At the same time, if someone wants to write a new X server, it'd be silly to do the work of writing their own backends when the could just grab wlroots and build an X server on top of that. "Modern X11" can be reduced to a relatively narrow superset of Wayland functionality if you defer most of the weirder legacy functionality that is rarely but very occasionally used to a proxy like XWayland, Xephyr or XPRA (all of which do, that said, rely on Xorg code) and make people use those for clients that need it.

Honestly, I think this is the most likely/viable future for X on Linux. It'd drastically reduce the amount of code to maintain and share that burden with other projects, and would make it far more viable to keep maintaining X support for those of us who wants (part of) it.

I really don't understand this line of thinking or what you are trying to accomplish. If you are dropping things from the X protocol to the point where it's only XInput2.2, SHM and DRI3, and then farming the rest out to Xephyr, then it's no longer X anymore. That is pretty much entirely what Wayland already is. So you might as well just build it as a Wayland server and call it a day.

I'm not doing this, it's a thought experiment. I'm happy to stay with X for a long time if necessary.

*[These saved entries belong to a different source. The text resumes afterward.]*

PR #246, opened 2026-07-28
feat(embeddings): default embedder -> intfloat/e5-base-v2 (measured, OSI-licensed)

fxd24:
## What

`DEFAULT_EMBEDDING_MODEL` moves from `all-MiniLM-L6-v2` to **`intfloat/e5-base-v2`** (MIT, 109.5M params, 768-dim), chosen from the committed embedder ladder over the OSI-licensed field only.

## The measured numbers

From `docs/research/20260727_embedder_ladder.md` — mean **per-record candidate recall** at k=20, `prompt_arm="none"`, paired per record and bootstrapped by gold cluster. Ahead of the incumbent on **3 of 5**, behind on **none**:

| benchmark | Δ per-record recall vs `all-MiniLM-L6-v2` | 95% CI | clusters |
|---|---:|---|---:|
| `wdc_computers` | **+0.1528** | [+0.1254, +0.1797] | 877 |
| `abt_buy` | **+0.0324** | [+0.0216, +0.0451] | 1,012 |
| `walmart_amazon` | **+0.0159** | [+0.0078, +0.0246] | 846 |
| `amazon_google` | +0.0056 | [-0.0002, +0.0116] (spans 0) | 995 |
| `fodors_zagat` | +0.0000 | [+0.0000, +0.0000] (exactly 0) | 112 |

Absolute recall at k=20, and the cost of that ceiling (`cands/recall`, lower is cheaper) — e5 is cheaper on **all five**:

| benchmark | MiniLM recall | e5 recall | MiniLM cands/recall | e5 cands/recall |
|---|---:|---:|---:|---:|
| `abt_buy` | 0.9349 | 0.9674 | 11,985 | **9,095** |
| `amazon_google` | 0.8266 | 0.8324 | 27,853 | **25,749** |
| `fodors_zagat` | 1.0000 | 1.0000 | 4,880 | **4,431** |
| `walmart_amazon` | 0.8654 | 0.8810 | 53,658 | **52,776** |
| `wdc_computers` | 0.5770 | 0.7264 | 56,103 | **43,834** |

### How partial the field is

**7 of the 14 models in the ladder have rows at `metric_revision` 1.** The other 7 (`Alibaba-NLP/gte-base-en-v1.5`, `nomic-ai/nomic-embed-text-v1.5`, `BAAI/bge-large-en-v1.5`, `mixedbread-ai/mxbai-embed-large-v1`, and the three `Qwen/Qwen3-Embedding-*`) are recorded "not run". **This is the best *measured* model, not a survey** — absence from the table is not evidence against a model.

Two more scope limits, from the ladder's own caveats: the metric is **blocking candidate recall, not end-to-end F1**; and `fodors_zagat` is saturated (every model scores 1.0000), so it settles nothing. Separability AUC is higher for e5 on all five, but the ladder explicitly calls AUC a floor check near its ceiling, not a fine-grained ranking — so it is not offered as evidence here.

### Why not `google/embeddinggemma-300m`

It measured better overall (`wdc_computers` +0.2079, `abt_buy` +0.0392) but ships under the **Gemma Terms of Use — not OSI-approved**, carrying a prohibited-use policy that survives redistribution. langres is Apache-2.0; a default must not push terms onto users who never chose them. It remains a documented opt-in. (It is also **worse** than the incumbent on `amazon_google`, -0.0294 [-0.0425, -0.0163] — there is no single winner.)

## The prompt recipe: unmeasured, so not wired — and it's `query: ` on both sides

Two corrections here, both to premises I was handed. I read the checkpoint's own model card and the committed rows rather than relying on either.

**1. The ER-relevant recipe is the *symmetric* one.** The card (FAQ 1, L2685-2694) splits by task shape: `"query: "`/`"passage: "` for **asymmetric** retrieval (L2690), but `"query: "` on **both sides** for **symmetric** tasks — semantic similarity, paraphrase retrieval (L2692). Entity resolution is symmetric — records against records, no "passage" side — so the retrieval pair is the wrong recipe to reach for. `core/blockers/vector.py:36-48` (from #242) already documents this shape, names e5-base-v2, and accepts it *without* warning.

**2. It is still unmeasured, so it does not ship.** Verified three independent ways:

1. **The winning rows are `prompt_arm: "none"`** — neither side prefixed. The `+0.1528` on `wdc_computers` is `vs_reference_delta` on the `none` row.
2. **e5-base-v2 has no `documented` arm at all.** Row counts by arm: `{none: 20, instruct: 20}`. Only `google/embeddinggemma-300m` has one. The harness's `ModelSpec("intfloat/e5-base-v2", license="mit")` passes no `documented_arm`, and `arms_for()` only adds that arm when one is declared.
3. **The checkpoint registers no prompts.** Every e5 row records `registered_prompts: []`, and `config_sentence_transformers.json` is a `.no_exist` entry in the Hub cache — the checkpoint ships none, so nothing was applied implicitly either.

### The card and the ladder don't conflict — together they set a floor

The card warns that running e5 with **no** prefix degrades it. The ladder ran it with no prefix. So:

> **e5-base-v2 beat the previous default by +0.1528 / +0.0324 / +0.0159 while running in the configuration its own card calls degraded.**

That makes the measured margin a **lower bound**, and the prefix *uncollected upside* — not a correctness problem. Shipping the symmetric recipe now would instead put a configuration nobody measured behind the numbers above, which is the specific way this task fails silently.

The caution isn't theoretical: the ladder's boxed warning records that a query-side prefix **hurt** several models, and e5's measured `instruct` arm (a generic query-side instruction — neither recipe) moved nothing measurable on any of the five benchmarks (four intervals span 0; `fodors_zagat` exactly 0).

**Follow-up, not a blocker:** add a symmetric `"query: "` arm for this model to `examples/research/embedder_ladder.py`, re-run, and move the constant's configuration and its numbers together. Pinned meanwhile by `test_the_default_embedder_ships_with_no_prompt_recipe`, which asserts the default binds no `prompt_name` and no `prompts`, in the object and in its serialized config.

Worth stating explicitly: shipping the symmetric recipe **would** be expressible today without new API (`VectorBlocker` + `SentenceTransformerEmbedder(prompts=..., prompt_name="query")`). The blocker is the missing measurement, not a missing seam.

## Migration, and a latent cache bug this change would have activated

**A normally saved artifact keeps working — do not discard it.** `FAISSIndex.config()` serializes the embedder's own `ComponentSpec`, `from_config()` reconstructs *that* embedder, and `load_state()` restores stored vectors verbatim without invoking it (`vector_index.py:342-392`). (My first draft claimed such indexes "will not load". That was wrong — caught in review, corrected.)

What actually changes:

- **Rebuilding an index against the new default** gives 768-dim vectors from a different model; it can't be mixed with or compared against old 384-dim ones.
- **`DiskCachedEmbedder` caches re-encode once** — because of the fix below.

**Fixed: `DiskCachedEmbedder` could silently serve a different model's vectors.** `_embedder_discriminator()` covered `prompt_name` / `truncate_dim` / `prompts` but **not the model**, and `namespace` defaults to `"default"` — so the ordinary `DiskCachedEmbedder(embedder=SentenceTransformerEmbedder(), cache_dir=...)` wrote every model into one `default.db` keyed on the bare text. Swapping the wrapped model returned the *previous* model's vectors at the previous dimensionality: silently on a warm cache, as a ragged 384/768 stack on a partial one.

This PR is what would have made that latent bug live — every user of the default keeps reading MiniLM vectors without touching a line of their own code. The model is now part of the key (`ModelRef` where present, so a `revision` pin counts). Caches from an identity-less embedder (`FakeEmbedder`) still hit; caches from a named model re-encode once.

To keep the old behaviour exactly, name the old model:

```python
SentenceTransformerEmbedder("all-MiniLM-L6-v2")   # previous default
```

Cost: 109.5M params vs 22.7M — bigger download, more memory, slower encoding. The ladder's `index build (s)` column **cannot** price this and I have not quoted it: every `all-MiniLM-L6-v2` row read from the embedding cache (`enc 0`) while the e5 rows encoded for real, so the two columns measure different things.

## Changed

- `core/model_ref.py` — the constant, the evidence table, and the prompt-recipe reasoning with its reproduction path.
- `core/embeddings.py` — the cache-key fix above; docstrings that stated the default; plus `FakeEmbedder`'s "(matches all-MiniLM-L6-v2)" parenthetical, which was literally true but implied the fake tracks the default (value left at 384).
- `core/matchers/cascade.py` — `embedding_model_name` was a **fourth hard-coded copy** of the old literal that the `model_ref` consolidation missed; now reads the shared constant.
- `docs/research/20260727_embedder_ladder.md` + `examples/research/embedder_ladder.py` — the ladder called MiniLM "langres's current default" in two places, with the wording hard-coded in the renderer so re-rendering regenerated the stale claim. Now described as "this ladder's reference model, and langres's default when these rows were measured" — true permanently, since it's a fact about the measurement rather than the current config. Fixed in the renderer, then regenerated with `--render-only`: that re-render changed exactly those 3 lines and reproduced every other line byte-identically, which also confirms the committed doc still matches the committed rows.
- `tests/` — the assertion pinning the literal, the no-prompt guard, and `TestCacheKeyCoversTheModelItself` for the cache fix.
- `CHANGELOG.md`.

**Deliberately not changed** (flagged rather than silently swept):

- `langres/data/*` benchmark loaders (`_EMBED_MODEL`, `_DEFAULT_EMBED_MODEL`, per-dataset factories) — these pin the model behind **published baselines**; retargeting them would silently invalidate committed results.
- `SearchSpace.embedding_model` / `BlockerOptimizer` — explicitly enumerated **search axes**, not the library default. Changing them would alter every default `optimize()` run and the documented `$0/offline` example in `docs/EXPERIMENTS.md`.

Both are defensible either way; say the word and I'll move them.

No non-research doc claimed the default by name — every `all-MiniLM-L6-v2` hit under `docs/` is an explicit argument in an example, or the `SearchSpace` field default, both still accurate.

## Verification

`ruff format --check` (572 files) pass · `ruff check` pass · `mypy src` (215 files) pass · fast suite **4711 passed, 2 skipped**

I did **not** touch `src/langres/resources/sentence_transformers.py` (owned by another stream this round), and did not need to.

**Note on the check list: Sourcery did not review this PR.** It posted "you have reached your weekly rate limit of 500000 diff characters" and its check reads `skipping`; its "Reviewer's Guide" comment is not a review. Codex did review, and its three findings are addressed above.

### DIFF
--- a/CHANGELOG.md
+++ b/CHANGELOG.md
@@ -48,17 +48,47 @@ above was measured bare** — the ladder's `prompt_arm="none"`, with no
 ship a configuration nobody measured under the measured numbers' banner, so it is
 left off and pinned by test. Measure it in the ladder first if you want it.
 
-**Migration — if you have a saved vector index, it will not load.** The
-dimension changes 384 → 768, so an index built with the old default is
-incompatible with a freshly-constructed default embedder, and even at equal
-dimension the vectors would be from a different model. Either re-embed your
-corpus, or pin the old model explicitly and change nothing:
+**Migration.** A **normally saved artifact keeps working** — `Resolver.save` /
+`FAISSIndex.config()` serialize the embedder you built with, so `load` rebuilds
+*that* embedder (still `all-MiniLM-L6-v2`) and `load_state` restores the stored
+vectors verbatim without re-embedding. Do **not** discard those.
+
+What does change:
+
+- **Anything that rebuilds an index against the new default** now produces
+  768-dim vectors from a different model. Recall changes as measured above, and
+  such an index cannot be compared against, or mixed with, 384-dim vectors from
+  the old default.
+- **A `DiskCachedEmbedder` cache is re-encoded once** — see the entry below;
+  before that fix the same cache would have silently served the old model's
+  vectors.
+
+To keep the previous behaviour exactly, name the old model:
 
 ```python
 from langres.core.embeddings import SentenceTransformerEmbedder
 
 embedder = SentenceTransformerEmbedder("all-MiniLM-L6-v2")   # previous default
 ```
+
+### Fixed: `DiskCachedEmbedder` could serve a different model's vectors
+
+`_embedder_discriminator()` covered `prompt_name` / `truncate_dim` / `prompts`
+but **not the model**, and `namespace` defaults to `"default"` — so the ordinary
+`DiskCachedEmbedder(embedder=SentenceTransformerEmbedder(), cache_dir=...)` wrote
+every model's vectors into one `default.db` keyed on the bare text. Swapping the
+wrapped model then hit those entries and returned the **previous** model's
+vectors, at the previous model's dimensionality: silently on a fully warm cache,
+and as a ragged 384/768 stack on a partially warm one.
+
+The model now forms part of the key — the `ModelRef` where there is one, so a
+`revision` pin counts too. **Existing caches written by a named model are
+re-encoded once**; caches from an embedder with no model identity (e.g.
+`FakeEmbedder`) still hit, as before.
+
+Changing `DEFAULT_EMBEDDING_MODEL` in the same release is what turned this latent
+hazard into a live one — every user of the default would have kept reading
+MiniLM vectors without touching a line of their own code.
 
 Affected defaults: `SentenceTransformerEmbedder()`,
 `Resolver.from_schema(..., matcher="embedding")`, `VectorLLMCascade(embedder=...)`,
--- a/CHANGELOG.md
+++ b/CHANGELOG.md
@@ -2,6 +2,72 @@
 
 ## [Unreleased]
 
+### The default embedding model is now `intfloat/e5-base-v2`
+
+**This changes results, and it invalidates saved vector indexes.** Read the
+migration note below before upgrading if you have one on disk.
+
+`DEFAULT_EMBEDDING_MODEL` moves from `all-MiniLM-L6-v2` to `intfloat/e5-base-v2`
+(MIT). The embedder ladder (`docs/research/20260727_embedder_ladder.md`) measured
+it ahead of the incumbent on **3 of the 5** benchmarks and behind on **none** —
+mean per-record candidate recall at k=20, bootstrapped by gold cluster:
+
+| benchmark | Δ per-record recall | 95% CI | clusters |
+|---|---:|---|---:|
+| `wdc_computers` | **+0.1528** | [+0.1254, +0.1797] | 877 |
+| `abt_buy` | **+0.0324** | [+0.0216, +0.0451] | 1,012 |
+| `walmart_amazon` | **+0.0159** | [+0.0078, +0.0246] | 846 |
+| `amazon_google` | +0.0056 | [-0.0002, +0.0116] (spans 0) | 995 |
+| `fodors_zagat` | +0.0000 | [+0.0000, +0.0000] (exactly 0) | 112 |
+
+It is also a *cheaper* ceiling at that operating point, not just a higher one:
+candidates per unit recall fall on all five (`wdc_computers` 56,103 → 43,834;
+`abt_buy` 11,985 → 9,095).
+
+**What this is not.** It is a **blocking** result — candidate recall, not
+end-to-end F1 — and the field is the **7 of 14** ladder models with rows at
+`metric_revision` 1, so this is the best *measured* model, not a survey.
+`fodors_zagat` is saturated and settles nothing. The ladder's `index build (s)`
+column cannot be used to price the switch either: every `all-MiniLM-L6-v2` row
+read from the embedding cache (`enc 0`) while the e5 rows encoded for real, so
+those two columns measure different things. What is certain is that e5-base-v2
+is **109.5M parameters against 22.7M** and **768-dim against 384** — a bigger
+download, more memory, and slower encoding.
+
+**`google/embeddinggemma-300m` measured better overall and is deliberately not
+the default.** It ships under the Gemma Terms of Use, which is *not* OSI-approved
+and carries a prohibited-use policy that survives redistribution. langres is
+Apache-2.0; a default may not push terms onto users who never chose them. It
+stays a documented opt-in: `SentenceTransformerEmbedder("google/embeddinggemma-300m")`.
+
+**The new default ships with no prompt, on purpose.** E5's model card documents
+an asymmetric `"query: "` / `"passage: "` recipe, but the checkpoint registers no
+prompts (it ships no `config_sentence_transformers.json`) and **every number
+above was measured bare** — the ladder's `prompt_arm="none"`, with no
+`documented` arm for this model at all. Wiring the model-card prefixes in would
+ship a configuration nobody measured under the measured numbers' banner, so it is
+left off and pinned by test. Measure it in the ladder first if you want it.
+
+**Migration — if you have a saved vector index, it will not load.** The
+dimension changes 384 → 768, so an index built with the old default is
+incompatible with a freshly-constructed default embedder, and even at equal
+dimension the vectors would be from a different model. Either re-embed your
+corpus, or pin the old model explicitly and change nothing:
+
+```python
+from langres.core.embeddings import SentenceTransformerEmbedder
+
+embedder = SentenceTransformerEmbedder("all-MiniLM-L6-v2")   # previous default
+```
+
+Affected defaults: `SentenceTransformerEmbedder()`,
+`Resolver.from_schema(..., matcher="embedding")`, `VectorLLMCascade(embedder=...)`,
+the `embedding` method's `default_model`, and `CascadeChainMatcher` — whose
+`embedding_model_name` was a fourth hard-coded copy of the old literal and now
+reads the shared constant. **Not** changed: the pinned `all-MiniLM-L6-v2` in the
+benchmark loaders under `langres.data` (they back published baselines) and in
+`SearchSpace` / `BlockerOptimizer` (explicitly enumerated search axes).
+
 ### The better clusterer is now reachable (`clusterer=` opt-in)
 
 `CorrelationClusterer` measured better than the default transitive-closure
--- a/CHANGELOG.md
+++ b/CHANGELOG.md
@@ -4,8 +4,9 @@
 
 ### The default embedding model is now `intfloat/e5-base-v2`
 
-**This changes results, and it invalidates saved vector indexes.** Read the
-migration note below before upgrading if you have one on disk.
+**This changes results for any index built against the default.** Saved
+artifacts are *not* invalidated — they reload on the model they were saved with —
+so read the migration note below before re-embedding anything.
 
 `DEFAULT_EMBEDDING_MODEL` moves from `all-MiniLM-L6-v2` to `intfloat/e5-base-v2`
 (MIT). The embedder ladder (`docs/research/20260727_embedder_ladder.md`) measured
--- a/CHANGELOG.md
+++ b/CHANGELOG.md
@@ -40,13 +40,24 @@ and carries a prohibited-use policy that survives redistribution. langres is
 Apache-2.0; a default may not push terms onto users who never chose them. It
 stays a documented opt-in: `SentenceTransformerEmbedder("google/embeddinggemma-300m")`.
 
-**The new default ships with no prompt, on purpose.** E5's model card documents
-an asymmetric `"query: "` / `"passage: "` recipe, but the checkpoint registers no
-prompts (it ships no `config_sentence_transformers.json`) and **every number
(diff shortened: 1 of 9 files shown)


fxd24:
Thanks — I verified all three against the source rather than taking them on faith, and **all three were right**. Fixed in `2a34435`.

### P1 — disk cache served the old model's vectors: confirmed, fixed

Verified: `_embedder_discriminator()` returned `""` whenever `prompt_name` / `truncate_dim` / `prompts` were unset, and `DiskCachedEmbedder.namespace` defaults to `"default"` (`embeddings.py:1320`). So the ordinary wrap wrote every model into one `default.db` keyed on the bare text.

This one mattered most, because **this PR is what makes the latent hazard live**: a user of the default changes no code, upgrades, and silently keeps reading 384-dim MiniLM vectors out of a warm cache.

The model is now part of the key — `model_ref` where present (so a `revision` pin counts, since the same name at a different Hub revision is a different checkpoint), falling back to `model_name`. Embedders with no model identity (`FakeEmbedder`) still return `""`, so their caches keep hitting and the two existing back-compat tests stay green unmodified. Caches written by a *named* model are re-encoded once — the price of no longer being silently wrong, and called out in the CHANGELOG.

Pinned by `TestCacheKeyCoversTheModelItself`: two models in one namespace don't share entries, the same model still does, a revision pin changes the key, and an identity-less embedder keeps its entries.

### P2 — saved-index warning was wrong: confirmed, rewritten

You're right and I was wrong. `FAISSIndex.config()` serializes the embedder's own `ComponentSpec`, `from_config()` reconstructs *that* embedder, and `load_state()` restores stored vectors verbatim without invoking it (`vector_index.py:342-392`). A normally saved artifact loads fine on the old model. I asserted a persistence claim without reading the persistence code.

The CHANGELOG now says plainly that saved artifacts keep working and should **not** be discarded, and narrows the real exposure to (a) rebuilding an index against the new default, and (b) the `DiskCachedEmbedder` case above.

### P2 — stale "current default" labels in the ladder: confirmed, de-rotted

Both sites (`:25`, `:244`) plus the two hard-coded renderer strings (`embedder_ladder.py:2025`, `:2435`) and an "incumbent" at `:1568`.

Rather than swap one stale label for another that rots the next time the default moves, I made the wording **independent of what ships**: `REFERENCE_MODEL` is now described as "this ladder's reference model, and langres's default when these rows were measured" — true permanently, since it is a fact about the measurement rather than about the current config.

Fixed in the renderer first, then regenerated the doc with `--render-only`. That re-render changed exactly those 3 lines and reproduced every other line byte-identically, which also confirms the committed doc still matches the committed rows.

---

`ruff format --check` (572) · `ruff check` · `mypy src` (215) · fast suite **4711 passed, 2 skipped** — all green locally.

Note for anyone reading the check list: **Sourcery did not review this PR** — it posted "you have reached your weekly rate limit of 500000 diff characters" and its check reads `skipping`. Its "Reviewer's Guide" comment is not a review.

fxd24:
## Correction to my own PR body: the untaken recipe is **symmetric `query: `**, not `query:`/`passage:`

I read the checkpoint's model card directly (`~/.cache/huggingface/hub/models--intfloat--e5-base-v2/.../README.md`) rather than relying on the framing I was given, and my earlier description of the recipe was wrong. Corrected in `4f68c27`.

**What the card actually says** (FAQ 1, L2685-2694):

> **Do I need to add the prefix "query: " and "passage: " to input texts?**
> Yes, this is how the model is trained, otherwise you will see a performance degradation.
> - Use "query: " and "passage: " correspondingly for **asymmetric** tasks such as passage retrieval in open QA, ad-hoc information retrieval. *(L2690)*
> - Use "query: " prefix for **symmetric** tasks such as semantic similarity, paraphrase retrieval. *(L2692)*

Entity resolution is **symmetric** — records against records, no "passage" side. So the recipe this model would want here is **`query: ` on both sides**, not the retrieval pair I named. `core/blockers/vector.py:36-48` (from #242) already documents exactly this shape, names e5-base-v2, and accepts it *without* warning (`prompt_name="query"`, `query_prompt` unset).

**The decision does not change, but the reasoning is now correct — and stronger.**

The ladder measured e5 **bare**: `prompt_arm="none"`, `registered_prompts: []` on every row, no `config_sentence_transformers.json` in the checkpoint (so nothing was applied implicitly either), and no `documented` arm for this model. The symmetric recipe is therefore **unmeasured in this repo** — switching it on would put a configuration nobody measured behind the numbers this PR cites.

The card and the ladder don't conflict; together they set a **floor**:

> e5-base-v2 beat the previous default by +0.1528 / +0.0324 / +0.0159 **while running in the configuration its own card calls degraded.**

That makes the measured margin a lower bound and the prefix *uncollected upside*, not a correctness problem. Collecting it is a measurement job: add a symmetric arm to `examples/research/embedder_ladder.py`, re-run, and move the constant's configuration and its numbers together.

Worth noting the caution is not theoretical — the ladder's own boxed warning records that a query-side prefix **hurt** several models, and e5's measured `instruct` arm (a generic query-side instruction, which is neither recipe) moved nothing measurable on any of the five benchmarks: four intervals span 0, `fodors_zagat` is exactly 0.

Updated in the constant's comment (`core/model_ref.py`), the guard test's docstring, and the CHANGELOG. **No source behaviour changed in this commit** — it is the rationale that was wrong, not the shipped configuration.

### Scope note

I did **not** touch `src/langres/resources/sentence_transformers.py` (owned by another stream this round) — and did not need to. Files changed on this branch:

```
CHANGELOG.md
docs/research/20260727_embedder_ladder.md
examples/research/embedder_ladder.py
src/langres/core/embeddings.py
src/langres/core/matchers/cascade.py
src/langres/core/model_ref.py
tests/core/test_cached_embedder.py
tests/core/test_embedding_model_ref.py
tests/core/test_method_registry.py
```

For the record: shipping the symmetric recipe *would* be expressible without that file (`VectorBlocker` + `SentenceTransformerEmbedder(prompts=..., prompt_name="query")`), so the blocker here is the **missing measurement**, not a missing API.

fxd24:
@codex review

Three findings from the previous pass are addressed in `2a34435` and the e5 prompt rationale corrected in `4f68c27`. Please re-review at HEAD — particularly the new cache-key discriminator in `src/langres/core/embeddings.py` (it now includes model identity, which invalidates existing named-model caches by design) and whether the CHANGELOG's saved-artifact migration text is now accurate.

fxd24:
Re-review triage at `4f68c27` — **1 of 3 was new and real; 2 are stale re-reports of findings already fixed in the commits under review.** I verified each rather than assuming.

### ✅ New and correct: CHANGELOG headline contradicted its own migration note

Right, and it was my own inconsistency: I corrected the migration body last round after your first P2, but left the headline saying *"it invalidates saved vector indexes"* — which the section below then contradicts. Exactly the kind of thing that makes someone discard a working artifact after reading only the bold line.

Fixed in `9d2a400`:

> **This changes results for any index built against the default.** Saved artifacts are *not* invalidated — they reload on the model they were saved with — so read the migration note below before re-embedding anything.

### ⏪ Stale: "Invalidate disk caches when changing the default model" (P1)

Already fixed in `87287fc`, which is in the reviewed range. The finding cites `embeddings.py:1395-1453` and the pre-fix behaviour ("omits the model identity and returns an empty discriminator"); the anchor has moved to `model_ref.py:144`.

Verified by running it, not by reading the diff:

```
same namespace?   default default True     # same db_path, as in the report
old discriminator: |||MODEL|||ModelRef(base='all-MiniLM-L6-v2', ...)|||NAME|||None|||DIM|||None|||PROMPTS|||[]
new discriminator: |||MODEL|||ModelRef(base='intfloat/e5-base-v2', ...)|||NAME|||None|||DIM|||None|||PROMPTS|||[]
KEYS COLLIDE?     False
```

Two `DiskCachedEmbedder`s sharing one `default.db` — the exact scenario described — no longer collide. Also pinned by `TestCacheKeyCoversTheModelItself` (4 cases: two models don't share, the same model still does, a `revision` pin changes the key, an identity-less embedder keeps its entries).

### ⏪ Stale: "Update the ladder's current-default labels" (P2)

Already fixed in `2a34435`, also in the reviewed range:

```
$ grep -n "current default\|current \`DEFAULT_EMBEDDING_MODEL\`" \
      docs/research/20260727_embedder_ladder.md examples/research/embedder_ladder.py
(no matches)
```

Both doc sites and both hard-coded renderer strings now read *"this ladder's reference model, and langres's default when these rows were measured"* — phrased as a fact about the measurement rather than the current config, so it can't rot again the next time the default moves. Fixed in the renderer first, then regenerated with `--render-only`.

---

**CI at `4f68c27`: all checks green** — `test (3.13)` 6m47s, `test-core-only`, `test-finetune`, `lint`, `build`, `docs-clean-install`, `CodeQL`, `Analyze (python)` all pass; `deploy` / `test-full` / `Sourcery review` skipped. `9d2a400` is a CHANGELOG-only commit on top.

But what you list is not enough, though. There are enough extra bits that goes well beyond what Wayland provides today, like ability to write a standalone wm without having to build a whole compositor, for example, that you'd end up with something quite substantially unlike Wayland if you went down that route and looked at which pieces of X11+extensions people are actually using. It'd be far less than full on legacy X11, but far more than just Wayland.

It doesn't matter if it's not X. Nobody but extreme purists would care if it's not exactly X. What will matter is if you lose capabilities.

E.g currently my preferred wm (bspwm) doesn't have a Wayland alternative, so a Wayland compositor isn't a viable option for me without changing my workflow. Sway might be nice, but it's different and I have no compelling reason to put in the effort to make a switch until running Xorg starts becoming problematic. One day, maybe I'll feel compelled to switch but it won't be soon.

Even so, Xorg will hang around for decades in the form of XWayland because of old X apps people still use (e.g. none of the terminals I have installed on my system except for gnome-terminal supports Wayland).

I still see no purpose to do that, with a lot of hacking it would be also possible to make XWayland work with window managers. But that also would be pretty pointless to do because those other parts of the X protocol are also bad and need to be replaced, you might as well just rewrite the window manager.

If you liked bspwm then you might want to try this: https://github.com/riverwm/river

And I see no purpose in switching to Wayland as long as Xorg keeps working just fine.

> If you liked bspwm then you might want to try this: https://github.com/riverwm/river

If I wanted to spend time redoing my configuration, maybe, but I have better things to spend my time on. So in however many years it takes before getting Xorg running starts taking more effort than switching. I'm not expecting that to happen anytime soon.